Vor diesem Hintergrund wirkt der Anteil aus dem Sondervermögen des Bundes vergleichsweise klein. Die 152 Millionen Euro stehen nicht kurzfristig zur Verfügung, sondern verteilen sich über mehr als ein Jahrzehnt. Rechnerisch bleiben damit rund zwölf bis 13 Millionen Euro pro Jahr – eine Summe, die angesichts laufender Großprojekte kaum spürbare Entlastung verspricht.
Kämmerin Zeller machte deutlich, dass sich Münster eine höhere pauschale Zuweisung gewünscht hätte. Ihre Einschätzung: In der jetzigen Höhe werde das Geld „kaum die erwartete Wirkung“ entfalten. Dahinter steckt nicht nur die reine Summe, sondern auch die Art der Finanzierung.
Viele Kommunen bevorzugen pauschale Mittel, weil sie flexibler einsetzbar sind.
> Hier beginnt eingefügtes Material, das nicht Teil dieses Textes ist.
PR #84, opened 2026-06-24
Windows desktop port: build, desktop shell, and iroh tunnel

IrosTheBeggar:
## Summary

Brings mStream Music to **Windows desktop** as a traditional desktop player. The app builds, launches, plays, browses, and now loads the iroh remote-access tunnel — all reusing the existing singletons/streams (no playback or business logic duplicated). A companion `DESKTOP_PORT_PLAN.md` documents the full status and the feasibility/effort breakdown for the remaining desktop features.

## What's in it

**Build enablement**
- Scaffolds the `windows/` runner.
- Routes `just_audio` through **media_kit (libmpv)** on Windows/Linux, where just_audio has no native backend (`just_audio_media_kit` + `media_kit_libs_audio`), initialized in `main()` for those platforms only.
- Gates `AudioService.init` to Android/iOS/macOS (no Windows/Linux platform impl) and constructs `AudioPlayerHandler` directly elsewhere — in-app playback is identical, only OS media-session integration is skipped.
- Drops the portrait-orientation lock on desktop.

**Desktop UI** (`lib/widgets/desktop_shell.dart`)
- A width-breakpoint switch in `MStreamApp.build` selects `DesktopShell` on desktop platforms ≥ 900px, else the unchanged phone shell.
- Persistent left sidebar (server picker · library · tools), browse/album-detail in a nested `Navigator`, a toggleable queue panel, and a full-width Now Playing bar (art · transport · seek · volume · queue).

**iroh remote tunnel on desktop**
- `rust/iroh_tunnel` builds for `x86_64-pc-windows-msvc` **unchanged** — its Android-only deps (`jni`, `ndk-context`) and `android_init` are already `cfg`-gated.
- The prebuilt `iroh_tunnel.dll` is committed under `windows/iroh/` and bundled next to the exe via an `OPTIONAL` CMake install rule, mirroring the Android `jniLibs` prebuilt-`.so` convention.
- `iroh_tunnel.dart` loads the platform-appropriate library name and allows desktop in `isSupported`. `add_server._scanQr` now gates QR scanning on the camera platform (Android/iOS) rather than `isSupported`, so desktop falls back to the existing paste-the-code path.

## Verification (Windows)

- `flutter analyze` — clean
- `flutter build windows` (debug + release) — succeeds; ~51 MB release bundle
- Boots into the desktop shell with **no layout overflow**
[...]

PR #173, opened 2026-09-12
feat(storage): per-server mirror root — play from a folder another tool keeps in sync

IrosTheBeggar:
## Summary

A1 of `BACKUP_SYNC_IMPLEMENTATION.md` (Tier A of the backup & sync plan). Adds an optional per-server **mirror root**: a folder that already holds a copy of the library in `<vpath>/<rel>` shape, kept current by something other than the app (Syncthing, rclone, robocopy, a NAS mirror). Files found there count as local copies — playback uses them, the downloaded badge shows, and downloading a track that is already mirrored is a no-op. The app never writes there.

- **`Server.mirrorRoot`** — persisted; absent/non-string → null (old `servers.json` files load unchanged).
- **`lib/util/local_copy.dart`** — `localCopyCandidates()` is now the one place that knows both on-disk shapes: the app's download tree first (`<dir>/media/<localname><data>`, formula unchanged), then `mirrorRoot + data`, normalised so a Windows root and the server's `/` separators make one native path. `firstExistingSync()` picks the first that exists. The four resolution sites go through it: the play-time MediaItem build (`queue_actions`), the batch queue fill (`api.dart`), the badge recheck (`DisplayItem.recheckDownloadedIn` — now also checked when the download location is unavailable), and `downloadOneFile`'s already-on-disk check.
- **Add / Edit Server** — the one visual change: a "Local copy folder (optional)" row with *Choose folder* and *Clear*, under the storage section. Offered on desktop (native directory picker via `file_selector`) and on the full Android flavor (all-files access + the existing in-app folder browser — the same gate and picker as Permanent). Hidden on iOS and the Play build. Saving an edit re-checks the browser's badges, as a storage change already did.
- Strings in all ten ARBs; generated l10n committed.

## Test plan

- [x] `flutter analyze` — no new issues (the 21 reported are all pre-existing and untouched).
- [x] `flutter test` — 636 pass, including the new `test/util/local_copy_test.dart` (candidate order, unavailable download dir, unset/empty root, Windows normalisation, first-existing) and `test/objects/server_mirror_root_test.dart` (round trip, absent, non-string, cleared).
- [ ] Device smoke still to do: S25 `--flavor full` with a robocopy'd folder under `/sdcard/Music` → badge + local playback; desktop picker once the desktop shell (#84) lands.

Note: the all-files-access prompt reuses the existing "store downloads permanently" wording.


IrosTheBeggar:
**Emulator smoke (Pixel_4_API_31 · Android 12 · full flavor · feat/library-sync @ 9eb55d0 · mStream v6.27.0 on the host):**

- Seeded `mirrorRoot` = `/storage/emulated/0/Music/mstream-mirror` with one track planted there (`music/Vosto/Night Drive/02 - Neon.mp3`, not in the app tree): the row shows the downloaded badge; tapping it plays with `extras.localPath` resolved to the mirror file (queue.json), neighbours have none.
- Folder "Download" on that album transferred only Highway + Static into the app tree — the mirrored Neon was skipped (no-op), snackbar counted 3 as before.
- Edit Server: the "Local copy folder (optional)" row renders (label, help, Choose folder, path, Clear); Choose folder opens the in-app browser with all-files access; picking a folder updates the row; Save persists it; Clear + Save persists `null`; after clearing, the Neon badge disappears on the next browse while the two real downloads keep theirs.
- No Flutter exceptions in logcat.

Not covered: desktop picker (needs the desktop shell), physical device.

Förderprogramme hingegen gelten als bürokratisch, zeitaufwendig und oft mit Eigenanteilen verbunden. Gerade in Zeiten knapper Kassen und hoher Projektlast binden solche Programme zusätzliches Personal und verzögern dringend notwendige Investitionen.
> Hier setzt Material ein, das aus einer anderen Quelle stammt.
PR #177, opened 2026-09-12
feat(mirror): Library copy — MirrorManager, transport adapters, the screen

IrosTheBeggar:
## Summary

Second half of A3 (`BACKUP_SYNC_IMPLEMENTATION.md` §4.3–4.4): the app around the mirror engine from #176, and the one visual change — a **Library copy** screen.

- **`MirrorManager`** (`lib/singletons/mirror_manager.dart`): runs the engine for every server with a rule — 2 min after boot, every 6 h while the app is open, and on demand — one run per server at a time, with a status stream for the UI. Cancels stale mirror-group transfers left by a previous process at init. Refreshes the browser's badges after each run.
- **Transport adapters**: `ServerManifestClient` posts `sync/manifest` over the server's API transport (HTTP or the iroh loopback) with the JWT header and a quoted `If-None-Match` for the 304 fast path — its own client, so the browser's loading bar never notices. The engine's `Downloader` maps to background_downloader tasks in a dedicated `mirror` group (resumable, 5 retries, Wi-Fi-gated on request, priority below manual downloads) that land in the runner's temp tree; `DownloadManager._onUpdate` hands that group's updates to the manager instead of looking for a tracker.
- **Server model**: `syncAvailable` from the `/api/` features block (flags, never probes — the screen tells you when a server is too old), `mirrorRetentionDays` (30) and `mirrorWifiOnly` (true), all persisted.
- **Library copy screen** (Manage Servers → ⋮ → *Library copy*): one switch per library ("Keep a full copy on this device" — original quality only, per the decision), a status card (last sync · files · size, progress while running, last error, a tappable count of failed files with their errors), *Sync now* / *Cancel*, trash retention (7 / 30 / 90 days / forever) and, on mobile, *Wi-Fi only*; desktop gets a note that syncing happens while the app is open. Turning a library off trashes what no rule wants any more — recoverable for the retention period.
- Small extras: three status queries on the index (`localBytes`, `localCount(state:)`, `localFailed`); the byte formatter moved out of `add_server.dart` into `lib/util/format_bytes.dart`; 18 strings in all ten ARBs.

Deliberately not in this PR: the free-space preflight hook (the engine supports it; the app passes none yet), moving the play-time resolver onto the index (the mirror writes into the same `media/<server>` tree the resolver already checks), and the entity rules (A6).

## Test plan

- [x] `flutter analyze` — no new issues; package `dart test` 53/53; `flutter test` 647/647 incl. `test/singletons/mirror_manager_test.dart` (manifest client: token + quoted tag + paging body, 304 → null, non-200 throws; rule toggling publishes status and a server without the flag never runs; model defaults / round trip / junk fallback).
- [ ] Emulator smoke (in progress): enable the copy of the fixture library against the local 6.27.0 server → files land in `media/<server>`, status line, badges.


IrosTheBeggar:
**Emulator smoke (Pixel_4_API_31 · Android 12 · full flavor · this branch @ 4bda0c5 · mStream v6.27.0 on the host, 9-track fixture library):**

- Boot: `syncAvailable: true` persisted from the `/api/` features block; two leftover downloads imported as `manual`.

Das Sondervermögen des Bundes umfasst insgesamt 500 Milliarden Euro und ist auf zwölf Jahre angelegt. Ziel ist es, den jahrzehntelangen Investitionsstau in Deutschland zu verringern. Investiert werden soll vor allem in Infrastruktur, Digitalisierung und Bildung. Nordrhein-Westfalen erhält aus diesem Topf rund 21 Milliarden Euro, von denen knapp die Hälfte direkt an die Kommunen weitergereicht wird.
Für Städte wie Münster bleibt dennoch das strukturelle Problem bestehen. Steigende Baupreise, höhere Personalkosten und zusätzliche Anforderungen durch Klimaschutz, Mobilitätswende und Digitalisierung treffen auf begrenzte Einnahmemöglichkeiten. Der finanzielle Druck auf kommunale Haushalte nimmt damit weiter zu.
Für die anstehenden Haushaltsberatungen ist die Zuweisung aus dem Sondervermögen politisch relevant, aber kein Befreiungsschlag. Sie kann einzelne Projekte unterstützen, reicht jedoch nicht aus, um die geplanten Investitionen ohne zusätzliche Schulden oder Einsparungen abzusichern.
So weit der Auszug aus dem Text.